«…Мы с трудом преодолеваем эти сравнительно небольшие рассказы, а прочитав их, с досадой и раздражением спрашиваем себя, зачем и для кого они писаны?» «За проверкой наших впечатлений пусть читатель обратится к книжкам, и мы не рискуем утомить его, так как он из любого рассказа сразу убедится, что на этих маленьких страницах нет ни слова правды, ни одного живого образа, ни одной живой черты из живой текущей жизни». («Русское богатство», ноябрь.)
Так одновременно, конечно искренно и уж, наверное, не сговариваясь друг с другом, писали два критика о двух… нет, к удивлению, не о двух, а всего только об одном авторе, ибо и тот, кому «остается пожелать!..», и тот, кто не сказал «ни слова правды», есть все одна и та же г-жа Щепкина-Куперник.
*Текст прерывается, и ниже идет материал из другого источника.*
PR #273, opened 2020-05-30
Vtk modification

oriolcg:
Hi @fverdugo , here is the pull request for the addition of the `createvtk` and `create_vtk_file` functions in `Vtk.jl`. The `writevtk` functions that contain loops inside have not been modified, assuming that for those cases the files are going to be always written within the loop.


oriolcg:
@fverdugo I added some tests that use the new functions within a `paraview_collection` workflow. The functions I added were already being stressed in the previous commit since they are called through `writevtk` and `write_vtk_file`, but now the testing is more complete.

Let me know if you think I should add something else.

PR #285, opened 2020-06-21
Bug in outer constructor of Table{...} for input arrays of abstract t…

amartinhuertas:
…ype.

### DIFF
--- a/NEWS.md
+++ b/NEWS.md
@@ -4,6 +4,13 @@ All notable changes to this project will be documented in this file.
 The format is based on [Keep a Changelog](https://keepachangelog.com/en/1.0.0/),
 and this project adheres to [Semantic Versioning](https://semver.org/spec/v2.0.0.html).
 
+
+## [Unreleased]
+
+### Fixed
+
+  - Bug in outer constructor of Table{...} for input arrays of abstract type. Fixed via PR [#XXX](https://github.com/gridap/Gridap.jl/pull/XXX).
+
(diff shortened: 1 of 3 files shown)


amartinhuertas:
> Just a comment: be aware that this fix might allocate new vectors. 

Yes, sure!

> Perhaps in some contexts instead of using a Table, one could implement and use a more tailored specialization of a vector of vectors in order to avoid this.

Yes. Indeed, due to the fact that members of `Table` are of type `Vector`, then `Table` cannot serve our original purpose in `GridapDistributed.jl` (i.e., a vector of vectors build as a view of a one dimensional vector).  I had to apply an alternative solution not based in the use of `Table`. In any case, I applied boy scout's rule to fix this issue of `Table` that I found while reading the code bound to `Table`.

fverdugo:
:+1: 
If you have created some struct that is general enough, we can also include it in Gridap so that we can use it in other projects

amartinhuertas:
> If you have created some struct that is general enough, we can also include it in Gridap so that we can use it in other projects

I did not have to create an special structure. Three lines of code are sufficient:

https://github.com/gridap/GridapDistributed.jl/commit/e98d5f463cd3c6a9833373f4c3656758cac313f7#diff-fb2be2846b38d56cdaf599d624ece152R76

If u feel that this is going to be a recurrent/useful feature, then we can perhaps  develop a type extension of `AbstractVector`

Issue #297, opened 2020-06-26
Use promotion to build VectorValues and TensorValues from args with different types


fverdugo:
This is needed to fix

https://github.com/gridap/GridapODEs.jl/issues/14

fverdugo:
Closed via #298

PR #298, opened 2020-06-26
Use promotion in tensor values

fverdugo:


fverdugo:
Solves #297 and gridap/GridapODEs.jl#14

PR #354, opened 2020-08-11
add visualization_data

jw3126:


test/VisualizationTests/VisualizationDataTests.jl
```diff
@@ -0,0 +1,31 @@
...
+  conformity=:H1, model=model)
+U = TrialFESpace(V0)
+trian = Triangulation(model)
+degree = 2
+quad = CellQuadrature(trian,degree)
+A(u, v) = u ⊙ v
+b(v) = v⊙f
+t_Ω = AffineFETerm(A,b,trian,quad)
+op = AffineFEOperator(U,V0,t_Ω)
+u = solve(op)
```
jw3126, line 22: What is a simpler way to create fields then solving a FEM problem?

test/VisualizationTests/VisualizationDataTests.jl
```diff
@@ -0,0 +1,31 @@
...
+
+visdata = visualization_data(trian, cellfields=Dict("u" =>u))
+ncells = 12
+nodes_per_cell = 3
```
jw3126, line 26: How to extract these numbers directly from `trian` or `model`?

src/Visualization/VisualizationData.jl
```diff
@@ -0,0 +1,25 @@
+"""
+"""
+function visualization_data(trian::Triangulation; order=-1, nsubcells=-1, celldata=Dict(), cellfields=Dict())
```
jw3126, line 3: Should we mark this function experimental? I think we might want to change it in future. Like returning a `struct` instead of a named tuple etc.

test/VisualizationTests/VisualizationDataTests.jl
fverdugo: By interpolation
```julia
f(x) = sin(4*x[1])*cos(3*x[2])
u = interpolate(U,f)
```

In this case U can even be a test space without boundary conditions. You don't need to build a trial one.

jw3126: perfect thanks!

test/VisualizationTests/VisualizationDataTests.jl
fverdugo:
```julia
using Gridap.Geometry
using Gridap.ReferenceFEs
ncells = num_cells(vistrian)
nodes_per_cell = num_nodes(first(get_reffes(vistrian)))
```

src/Visualization/VisualizationData.jl
fverdugo: Don't worry about this.

test/VisualizationTests/VisualizationDataTests.jl
jw3126: Btw. it would be nice if the argument order of `interpolate` was switched. The usual convention is functions first, as it enables do block syntax.

fverdugo: > Btw. it would be nice if the argument order of interpolate was switched. The usual convention is functions first, as it enables do block syntax.

true.

jw3126:
I added `VisualizationData` struct. I think we will need to dispatch on something like `AbstractPlotting.plot!(::Plot(VisualizationData)` later.

jw3126:
@fverdugo can you merge this and add me to GridapMakie? I have some code I would like to put there.

fverdugo:
Hi @jw3126,

I would like to discuss what we want to put in GridapMakie before granting access. We can discuss it tomorrow e.g. via Gitter

PR #359, opened 2020-08-12
Remove unnecessary tfill methods

mohamed82008:
Only one edge case is needed I believe. I removed some unnecessary methods.


fverdugo:
These methods are just optimizations for some particular cases. They don't bother.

И не о разных совсем вещах идет речь, а все о тех же двух томиках, носящих заглавие «Незаметные люди» и «Ничтожные мира сего».
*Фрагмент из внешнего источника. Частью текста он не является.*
PR #360, opened 2020-08-12
Use tfill instead of fill in testvalue

mohamed82008:
This PR makes `testvalue` type stable.

### DIFF
--- a/src/Inference/Inference.jl
+++ b/src/Inference/Inference.jl
@@ -123,11 +123,11 @@ testvalue(::Type{T}) where T = zero(T)
 testvalue(v) = testvalue(typeof(v))
 
 function testvalue(::Type{T}) where T<:AbstractArray{E,N} where {E,N}
-   similar(T,tfill(0,N)...)
+   similar(T,tfill(0,Val(N))...)
 end
 
 function testvalue(::Type{T}) where T<:Fill{E,N} where {E,N}
-  Fill(zero(E),tfill(0,N)...)
+  Fill(zero(E),tfill(0,Val(N))...)
 end
 
 function testvalue(::Type{<:Tuple})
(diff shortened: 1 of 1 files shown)


src/Inference/Inference.jl
```diff
@@ -123,11 +123,11 @@ testvalue(::Type{T}) where T = zero(T)
 testvalue(v) = testvalue(typeof(v))
 
 function testvalue(::Type{T}) where T<:AbstractArray{E,N} where {E,N}
-   similar(T,fill(0,N)...)
+   similar(T,tfill(0,Val(N))...)
```
fverdugo, line 126: `Val(N)` is still type-unstable (unless the compiler is able to leverage that N is a compiler constant here).
Use `Val{N}()` instead.

src/Inference/Inference.jl
```diff
@@ -123,11 +123,11 @@ testvalue(::Type{T}) where T = zero(T)
...
 end
 
 function testvalue(::Type{T}) where T<:Fill{E,N} where {E,N}
-  Fill(zero(E),fill(0,N)...)
+  Fill(zero(E),tfill(0,Val(N))...)
```
fverdugo, line 130: Idem

src/Inference/Inference.jl
santiagobadia: It is the same

src/Inference/Inference.jl
santiagobadia: Idem

fverdugo:
Let's wait to some clarifying answer in 
https://discourse.julialang.org/t/should-i-use-val-n-or-val-n/44862

src/Inference/Inference.jl
mohamed82008: Since https://github.com/JuliaLang/julia/pull/24362 and Julia 1.0, we don't need to be so careful.

Issue #905, opened 2023-05-25
gmsh mesh and CellState projections


christopherfear:
I am looking to project a CellState from the triangulation of a quad mesh created in gmsh.

Triangles created in gmsh/ a domain of quads made in Gridap (with the domain and partition functions) work with no issues.

The MWE of the code is as follows:

`using Gridap
using LinearAlgebra
using GridapGmsh

model = GmshDiscreteModel("C:/Users/ttcf5/gui.msh")

order = 1
reffe = ReferenceFE(lagrangian,Float64,order)
V = TestFESpace(model,reffe)
U = TrialFESpace(V)

degree = 2*order
Ω = Triangulation(model)
dΩ = Measure(Ω,degree)

f = CellState(1.0, dΩ)

function project(q,model,dΩ,order)
    reffe = ReferenceFE(lagrangian,Float64,order)
    V = FESpace(model,reffe,conformity=:L2)
    a(u,v) = ∫( u*v )*dΩ
    l(v) = ∫( v*q )*dΩ
    op = AffineFEOperator(a,l,V,V)
    qh = solve(op)
    qh
end

fh = project(f, model, dΩ, order)`

The error is:

> ERROR: 
It is not possible to evaluate the given CellState on the given CellPoint.
a CellState can only be evaluated at the CellPoint it was created from.
If you want to evaluate at another location, you would need first to project the CellState
to a FESpace (e.g. via a L2 projection).

Am I misunderstanding something?
Could anyone help me to solve this problem?

kishore-nori:
Hi, 

What you have should work (just to make sure, I ran and checked, but on a different model, but that shouldn't matter). However, it might have so happened you re-ran `dΩ = Measure(Ω,degree)` but did not re-run the `f = CellState(1.0, dΩ)` once `dΩ` was updated and this causes a problem, as although the new `dΩ` is effectively the same but not identical (i.e. it is not the same object anymore, and doesn't satisfy `===`, hence it results in the error you bumped into). You can restart the `julia` environment and re-run everything sequentially, and it should work. Having said that, a safer approach would be have `f = CellState(1.0, dΩ)` inside your `project` function (better to also have `degree = 2*order` and `dΩ = Measure(Ω,degree)`), which will ensure `f` to be consistent with `dΩ` and avoids the earlier discrepancy.

christopherfear:
Hi,

[...]

PR #906, opened 2023-05-30
changing map to lazy_map to fix issue #905

kishore-nori:
Changing `map` to `lazy_map` to fix issue #905. This is done to return identical `CellPoint` objects. Tests on my local machine have passed. 

The issue was `get_cell_point(dΩ)`, when `Measure` `dΩ` is built from a `GmshDiscreteModel` based on `QUAD`s, returns `CellPoint` objects which are non-identical i.e. (`get_cell_points(dΩ) === get_cell_points(dΩ)` is not satisfied). This is due to non-identical `cell_phys_point` field in `CellPoint`. This results in the issue #905, where `CellState` constructed based on `dΩ` doesn't satisfy the compatibility test during integration. 

Haven't included a test, as I ll then have to include the `.msh` file as well, or may be I can add a test to `GridapGmsh.jl` pakcage, which ever seems reasonable..


amartinhuertas:
> (get_cell_points(dΩ) === get_cell_points(dΩ) is not satisfied).

How can it be that this condition is not satistied? Isn't dΩ the same object in your comment?

kishore-nori:
> > Hav't included a test, as I ll then have to include the .msh file as well, or may be I can add a test to GridapGmsh.jl pakcage, which ever seems reasonable..
> 
> Can the issue be reproduced with a manually built `UnstructuredDiscreteModel` of quadrilaterals? see, e.g., for an example snippet [gridap/GridapP4est.jl#21 (comment)](https://github.com/gridap/GridapP4est.jl/issues/21#issuecomment-1384635611)

I tried building `UnstructuredDiscreteModel` on top of `CartesiandDiscreteModel` but it doesn't fail in that case. I ll try out manual building and get back

kishore-nori:
> > (get_cell_points(dΩ) === get_cell_points(dΩ) is not satisfied).
> 
> How can it be that this condition is not satistied? Isn't dΩ the same object in your comment?

No.. that is exactly the source of error for this issue, and this PR fixes it. Even if `dΩ` is the same, `get_cell_points(dΩ) === get_cell_points(dΩ) ` don't end up same.. due to non identical `cell_phys_point` which somewhere deep inside uses `map` instead of `lazy_map`, this is only peculiar to Quad mesh with `GmshDiscreteModel`

amartinhuertas:
> I tried building UnstructuredDiscreteModel on top of CartesiandDiscreteModel but it doesn't fail in that case. I ll try out manual building and get back

Don't use the example provided verbatim. In the example, I am generating a non-conforming mesh, which is currently not well supported by Gridap. You can, e.g., extract the submesh corresponding to the first four cells in the example

kishore-nori:
>see, e.g., for an example snippet https://github.com/gridap/GridapP4est.jl/issues/21#issuecomment-1384635611

Thank you for the pointer.. now the issue is reproducible :) and I also checked that the PR fixes it. See following, also including the issue #905 example, where should I put the below test? `GridapTests`?

```julia
using Gridap
using GridapGmsh
using FillArrays

ptr  = [ 1, 5, 9, 13, 17 ]
data = [ 1,2,4,5, 2,3,5,6, 4,5,7,8, 5,6,8,9 ]
cell_vertex_lids = Gridap.Arrays.Table(data,ptr)
node_coordinates = Vector{Point{2,Float64}}(undef,11)

for j in 1:3
  for i in 1:3
    node_coordinates[3*(j-1)+i]=Point{2,Float64}((i-1)/2.0,(j-1)/2.0)
  end
end

polytope = QUAD
scalar_reffe = Gridap.ReferenceFEs.ReferenceFE(polytope,Gridap.ReferenceFEs.lagrangian,Float64,1)
cell_types = collect(Fill(1,length(cell_vertex_lids)))
cell_reffes = [scalar_reffe]
grid = Gridap.Geometry.UnstructuredGrid(node_coordinates,
                                        cell_vertex_lids,
                                        cell_reffes,
                                        cell_types,
                                        Gridap.Geometry.NonOriented())
model = Gridap.Geometry.UnstructuredDiscreteModel(grid)

Ω = Triangulation(model)
dΩ = Measure(Ω,2)

# the problem is below:
dΩ.quad.cell_point === dΩ.quad.cell_point # true
dΩ.quad.cell_point === get_cell_points(dΩ) # false
get_cell_points(dΩ) === get_cell_points(dΩ) # false, the source of the issue #905

# issue #905 example

order = 1
function project(order,Ω)
  degree = 2*order
  dΩ = Measure(Ω,degree)
  # f(x) = sin(norm(x))
  f = CellState(1.0,dΩ)
  reffe = ReferenceFE(lagrangian,Float64,order)
  V = FESpace(model,reffe,conformity=:L2)
  a(u,v) = ∫( u*v )dΩ
  l(v) = ∫( v*f )*dΩ
  op = AffineFEOperator(a,l,V,V)
  fh = solve(op)
  fh
end

fh = project(order,Ω) # fails

ERROR:

It is not possible to evaluate the given CellState on the given CellPoint.

a CellState can only be evaluated at the CellPoint it was created from.
If you want to evaluate at another location, you would need first to project the CellState
to a FESpace (e.g. via a L2 projection).
```

amartinhuertas:
> Where should I put the below test? GridapTests?

Yes. Let us put it in that directory. `issue_905.jl` file.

Курьезный образчик критики, скажете вы и улыбнетесь — и это будет совершенно напрасно, так как далеко не курьезом отзывается эта редкая и мало мотивированная разноголосица взглядов, высказанных при этом не как-нибудь и не где-нибудь, не с кондачка, — а в двух серьезных и солидных журналах. Если для нас, читателей, подобные отзывы в большинстве случаев не предрешают нашего собственного вывода, то не нужно забывать того обостренного внимания, той жажды услышать о себе правдивое и продуманное слово, каким полон бывает молодой, еще не вполне определившийся писатель. Что же могут дать автору подобные отзывы — кроме разве временной и непродолжительной головной сумятицы да, решительно, в конце концов отвращения, отвращения к каким бы то ни было указаниям со стороны? Может быть, впрочем, и другой, но так же мало желательный исход: люди, писатели и не писатели, обыкновенно идут за тем, кто их хвалит, а не бранит — так и здесь автор легко может пойти в сторону хвалящего и решительно игнорировать хулы, которые кажутся ему пристрастными, по в которых могут в действительности скрываться очень серьезные и очень дельные указания.
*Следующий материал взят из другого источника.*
PR #921, opened 2023-07-18
Added a test to RefinementRulesTests.jl that fails and should not

amartinhuertas:
Solves failing test https://github.com/gridap/Gridap.jl/blob/09b6e9b6fb8588d5087a87054f471ee14559ae3f/test/AdaptivityTests/RefinementRulesTests.jl#L26

### DIFF
--- a/test/AdaptivityTests/RefinementRulesTests.jl
+++ b/test/AdaptivityTests/RefinementRulesTests.jl
@@ -22,6 +22,9 @@ for poly in polys
   rr_red = Adaptivity.RedRefinementRule(poly)
   Adaptivity.test_refinement_rule(rr_red)
 
+  rrules=[rr_generic, rr_white, rr_red]
+  @test isconcretetype(eltype(rrules))
+
   n_edges = num_faces(poly,1)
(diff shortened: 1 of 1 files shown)


JordiManyer:
@amartinhuertas Yes, this is something I already encountered in the past. We discussed it, and we ended up agreeing that we will probably have to remove most template parameters from the `RefinementRule` structure in order to not have problems with mixed meshes... It's a shame, but it should not lead to performance issues since the number of different refinement rules should stay relatively small at all times.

К счастью, для гг. критиков вина их на этот рая не так велика, как может показаться при первом взгляде. Дело в том, что самим творениям г-жи Щепкиной-Куперник присуща та двойственность, которая так ярко отразилась в отзывах. Возвращаясь к старинному, но очень характерному анекдоту, г-жу Щепкину-Куперник можно уподобить той птичке, пение которой оставляло русского совершенно хладнокровным, а грека заставляло плакать, «ибо по-гречески это выходит очень жалостно»… Это, так сказать, жалость не специалиста, особенная «греческая» жалость, и, как мне приходилось заметить, ею особенно вообще полны творения наших писательниц — отчего в одних и будят они чрезмерный восторг, а в других вызывают досаду и раздражение.
Как видно по заголовкам, вдохновительницей г-жи Щепкиной-Куперник является жалость к «незаметным людям» и «ничтожным мира сего», и, как видно из того же предопределительного заглавия, — жалость ее нисколько не скрывается, не замаскировывается в те или другие художественные и сильно действующие формы, а настоятельно рекомендуется с первой оберточной страницы. Такие предопределительные отчетливые заглавия бывают иногда истинной находкой для критиков, которым лень, а то и невмоготу самим вдуматься в суть писательских образов и картин… И на протяжении 800 (маленьких) страниц ее рассказов та же жалость с той же отчетливостью и прямотой выглядывает почти с каждой строки и мозолит, если так можно выразиться, всякое истинно греческое сердце.